Why period is half ? Spring problem

[k31453]

Homework Statement

A mass m slides along a frictionless horizontal surface at speed v initial. It strikes a spring of constant k attached to a rigid wall. After a completely elastic encounter with the spring, the mass heads back in the direction it came from.

(a)In terms of k, m, and v initial, determine how long the mass is in contact with the spring.

(b)In terms of k, m, and v initial, determine the maximum compression of the spring.

Homework Equations

The one thing i don't know is why period = 1/2 ??

The Attempt at a Solution

I know horizontal force will be only the force exert by spring.
I know the algebra below:
f= 1/2π * √(k/m)

Period = P = 1/f ergo
t = P/2
= 1/2* 1/f
= 1/2 * 2π √(m/k)
= π √(m/k)

 

[gneill]

The one thing i don't know is why period = 1/2 ??

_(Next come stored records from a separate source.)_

PR #426, opened 2026-07-09
Add OpenLandMap-soilDB 30 m soil texture & bulk density dataset

xkykai:
This PR is based on top of https://github.com/NumericalEarth/NumericalEarth.jl/pull/323/ so is intended to merge only after https://github.com/NumericalEarth/NumericalEarth.jl/pull/323/.

Adds `OpenLandMapSoilDB`: a DataWrangling dataset for OpenLandMap-soilDB 30 m soil texture (sand/silt/clay) and bulk density, over the three native depth intervals (0–30, 30–60, 60–100 cm). These are the inputs a pedotransfer function needs to derive van Genuchten parameters for `VariablySaturatedHydrology`.

Built on the same pattern as `SoilGrids2`/`GLO30`. The one new piece is a windowed `/vsicurl` cloud-optimized-GeoTIFF reader in the ArchGDAL extension: it masks nodata → NaN, applies the band scale/offset, and stacks the three depths into a regional NetCDF. A `BoundingBox` is required (the global 30 m grid is ~1.44M × 528k cells).

```julia
using NumericalEarth, ArchGDAL
region = BoundingBox(longitude = (-112.3, -111.9), latitude = (36.0, 36.4))
clay = Field(Metadatum(:clay_fraction; dataset = OpenLandMapSoilDB(), region), CPU())
```

Not included yet: the pedotransfer function (texture → van Genuchten parameters).


xkykai:
running 
```julia
using NumericalEarth   # OpenLandMapSoilDB, BoundingBox, Metadatum
using Oceananigans     # Field, CPU, interior, λnodes, φnodes, Center
using ArchGDAL         # activates the windowed cloud-optimized-GeoTIFF reader
using CairoMakie

region = BoundingBox(longitude = (-112.3, -111.9), latitude = (36.0, 36.4))

# Native 30 m horizontal window × three depth intervals (0–30, 30–60, 60–100 cm),
# read straight from the cloud-optimized GeoTIFFs. No credentials needed.
panels = [(:sand_fraction, "sand fraction", "kg/kg", :YlOrBr),
          (:silt_fraction, "silt fraction", "kg/kg", :YlGnBu),
          (:clay_fraction, "clay fraction", "kg/kg", :OrRd),
          (:bulk_density,  "bulk density",  "kg/m³", :dense)]

fields = map(p -> Field(Metadatum(p[1]; dataset = OpenLandMapSoilDB(), region), CPU()), panels)

grid = first(fields).grid
lon = Array(λnodes(grid, Center()))
lat = Array(φnodes(grid, Center()))
ksurf = 3   # surface 0–30 cm layer (depths stored deepest-first)

fig = Figure(size = (1100, 980), fontsize = 15)
Label(fig[0, 1:2], "OpenLandMap-soilDB 30 m — 0–30 cm — Grand Canyon window"; fontsize = 18, font = :bold)

for (n, ((_, title, unit, cmap), field)) in enumerate(zip(panels, fields))
    A = Array(interior(field))[:, :, ksurf]
    finite_pct = round(100 * count(isfinite, A) / length(A); digits = 1)
    row, col = fldmod1(n, 2)
    ax = Axis(fig[row, col]; title = "$title  ($finite_pct% finite)",
              xlabel = "longitude (°)", ylabel = "latitude (°)", aspect = DataAspect())
    lo, hi = extrema(filter(isfinite, A))
    hm = heatmap!(ax, lon, lat, A; colormap = cmap, colorrange = (lo, hi),
                  nan_color = RGBAf(0.85, 0.85, 0.85, 1))
    Colorbar(fig[row, col][1, 2], hm; label = unit)
end

save("openlandmap_soildb_texture_map.png", fig)
```
gives
openlandmap_soildb_texture_map

ext/NumericalEarthArchGDALExt.jl
```diff
@@ -45,4 +48,126 @@ function NumericalEarth.DataWrangling.IBCAO.reproject_ibcao_to_netcdf(tiff_path,
...
+# GDAL's bundled libcurl may not find a CA bundle (breaking https /vsicurl reads);
+# point it at a CA file, honoring the usual override env vars first, then Julia's
+# bundled roots, then the common system locations.
+function vsicurl_ca_bundle()
+    for var in ("SSL_CERT_FILE", "CURL_CA_BUNDLE", "GDAL_HTTP_CAINFO")
+        path = get(ENV, var, "")
+        !isempty(path) && isfile(path) && return path
+    end
+    candidates = [joinpath(Sys.BINDIR, "..", "share", "julia", "cert.pem"),
+                  "/etc/ssl/certs/ca-certificates.crt",
```
bgroenks96: This is OS specific. Is the assumption that non-linux systems are covered by the first candidate?

ext/NumericalEarthArchGDALExt.jl
```diff
@@ -45,4 +48,126 @@ function NumericalEarth.DataWrangling.IBCAO.reproject_ibcao_to_netcdf(tiff_path,
...
+            x0, dx, _, y0, _, dy = ArchGDAL.getgeotransform(ds)
+            width  = ArchGDAL.width(ds)
+            height = ArchGDAL.height(ds)
+
+            xoff  = clamp(floor(Int, (W - x0) / dx), 0, width - 1)
+            yoff  = clamp(floor(Int, (N - y0) / dy), 0, height - 1)
+            xsize = clamp(ceil(Int, (E - x0) / dx) - xoff, 1, width - xoff)
+            ysize = clamp(ceil(Int, (S - y0) / dy) - yoff, 1, height - yoff)
+
+            band   = ArchGDAL.getband(ds, 1)
```
bgroenks96: As I understand it, this is supposed to be a general extension providing ArchGDAL support, so probably this should not be hardcoded.

ext/NumericalEarthArchGDALExt.jl
```diff
@@ -45,4 +48,126 @@ function NumericalEarth.DataWrangling.IBCAO.reproject_ibcao_to_netcdf(tiff_path,
...
+    W, E = bbox.longitude
+    S, N = bbox.latitude
+
+    layers = Matrix{Float32}[]
+    longitude = Float64[]
+    latitude  = Float64[]
+
+    for source in sources
+        ArchGDAL.read(source) do ds
+            # EPSG:4326 geotransform: [x₀, Δλ, 0, y₀, 0, Δφ] with Δφ < 0 (north→south).
```
bgroenks96: I thought the standard in NumericalEarth (also by CF conventions) is south-to-north? Looks like this is also the case for [WGS84](https://spatialreference.org/ref/epsg/4326/).

And what exactly is this comment referring to? Are we *assuming* that `getgeotransform` will return the EPSG:4326 transform? If so, that should probably be more clearly documented and maybe we should see if we can somehow fail loudly if it doesn't match.

ext/NumericalEarthArchGDALExt.jl
```diff
@@ -45,4 +48,126 @@ function NumericalEarth.DataWrangling.IBCAO.reproject_ibcao_to_netcdf(tiff_path,
...
+            band   = ArchGDAL.getband(ds, 1)
+            scale  = ArchGDAL.getscale(band)
+            offset = ArchGDAL.getoffset(band)
+            nodata = ArchGDAL.getnodatavalue(band)
+
+            raw = ArchGDAL.read(ds, 1, xoff, yoff, xsize, ysize)  # (lon, lat), north-first
+            decoded = reverse(decode_cog_window(raw, scale, offset, nodata), dims = 2)
+            push!(layers, decoded)
+
+            if isempty(longitude)
```
bgroenks96: Can you explain what this is doing? Why the `-0.5` and why do we only set `latitude` and `longitude` when `longtidue` is empty? Isn't it trivially empty at this point? It hasn't been set yet AFAICT.

bgroenks96 (approved):

bgroenks96 (commented):
Oops, accidentally approved before when I just wanted to leave comments. But I will approve once those comments are resolved.

ext/NumericalEarthArchGDALExt.jl
xkykai: Good point! I've changed to universal
https://github.com/NumericalEarth/NumericalEarth.jl/blob/fee6fbda10cbd1011515e869cae14f45d0505ce9/ext/NumericalEarthArchGDALExt.jl#L66

ext/NumericalEarthArchGDALExt.jl
xkykai: should be addressed now with `validate_geographic_northup` function

ext/NumericalEarthArchGDALExt.jl
xkykai: moved `OpenLandMap`-specific functionality to `OpenLandMap.jl`
https://github.com/NumericalEarth/NumericalEarth.jl/blob/fd2985b3ec4aeb0f8e04375971473faee856ea07/src/DataWrangling/OpenLandMap/OpenLandMap.jl#L221

ext/NumericalEarthArchGDALExt.jl
xkykai: sorry for the magic number, it's because we are moving from 0-indexed cell corner to 1-indexed cell center. code comments have been made clearer:
https://github.com/NumericalEarth/NumericalEarth.jl/blob/df91f0c8c2e31d1e00a6cf33df01257b4a055092/ext/NumericalEarthArchGDALExt.jl#L136-L138

glwagner (approved):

Think about the difference between this scenario and the "usual" spring oscillator where the mass is fixed to the end of the spring. What constitutes a full cycle of the oscillation?

 

[Basic_Physics]

I think you mean that the mass will be in contact with the spring for half the period of oscillation (if the mass was attached to the spring).

 

[k31453]

Yes BASIC But how ?

And I know when max displacement the T is going to be 1.

 

[cepheid]

Yes BASIC But how ?

And I know when max displacement the T is going to be 1.

You should listen to what gneill said. Suppose you started at zero compression or stretch (as is the case here) and max inward speed. If the mass had been attached, what would *happen* during a full period of oscillation?

How much of that happens here? Hint: the mass loses contact with the spring when the spring force goes to zero.

 

[Basic_Physics]

half period

Assume the mass is attached to the spring - a necessary condition for SHM to occur.
At position 1 the spring is relaxed.
At position 2 the mass is at its rightmost extreme position and the spring is at max compression.
At position 3 the spring is back to its relaxed state.
At position 4 the mass is at its leftmost extreme position and the spring is at max extension.
At position 5 the spring is again relaxed.